My cousin once removed, or is it second cousin(?) got back in touch, which is nice. I'd lost her email when the laptop died a while back, and she's been dealing with her own family issues, physical not mental/emotional.
My niece has not, followed through, despite her words of 'love' and "thinking of you all the time" - big surprize. No surprize. I'm slightly disappointed that my writing didn't spark her interest, but not that much. Or maybe she took the invitation to read here as a brush off and never clicked the link, more's the pity. I really am willing to meet just about any reaching out with equivalent effort, from old friend or old genetic family, especially one in grief and loneliness. I just won't do all the work. Or even the majority. Not anymore. It never works anyway.
I tried one extra time for niece, she responded once, then silence. I have my answer.
So often, I have been the one to work harder at family relationships and friendships, contacting and organizing and inviting, and then got left out, taken for granted and ignored. Once I stopped trying so hard, nothing much changed really. I have had to learn to let others come to me, and trust that anyone I really want around will meet me at least half way. Chasing produces no friends.
Went out to lunch, on inheritance money, with a dear friend. We don't get together that often, but every time is warm and intense and healing and wonderful. She drove, I got sake, she got bento, I got rolls, at the fusion/sushi/asian place she introduced me to, that Dylan and I have gone to several times. When I asked for sake, the waiter asked three questions I could answer, and what she brought was lovely.
"Cold or warm?"
Cold.
"Dry or sweet?"
Sweet.
"Filtered or unfiltered?"
Un-filtered.
Gosh it was lovely.
Dylan and I went there the first week after the fracture. I managed with one hand, and needed the pampering and nourishment. It's moderately priced, especially considering the quality of the food. The thin slices of ginger. The earl grey green tea.

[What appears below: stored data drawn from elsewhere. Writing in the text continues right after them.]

PR #357, opened 2018-07-31
Get some request statistics

gunnihinn:
This series of commits is aimed at the metrics we write to Graphite. We delete some dead code, populate the zipper.Stats we pass around in the various requests, and count carbonapi total requests and errors.

### DIFF
--- a/cmd/carbonapi/http_handlers.go
+++ b/cmd/carbonapi/http_handlers.go
@@ -152,6 +152,7 @@ func renderHandler(w http.ResponseWriter, r *http.Request) {
 
 	err := r.ParseForm()
 	if err != nil {
+		apiMetrics.Errors.Add(1)
 		http.Error(w, http.StatusText(http.StatusBadRequest)+": "+err.Error(), http.StatusBadRequest)
 		accessLogDetails.HTTPCode = http.StatusBadRequest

Good ingredients well prepared are more nourishing than cheap stuff thrown together, and less is needed to feel full. Good friends in small amounts beats hoards of freeloaders everyday. Quality not quantity.
I used inheritance as a small and gentle act of revenge, my mother would have hated spending money on fancy food, or sake, she could feed* her whole family for a week on what I spent for one meal. (Although she would have known to leave a proper† tip, saw her go back and put cash under a plate when my father would have stiffed the waitress.)
I only work one day the week of Thanksgiving, my favorite adult holiday. That will help.
*Hamburgers and potatoes, canned corn and cookies.
†10%, but something anyway.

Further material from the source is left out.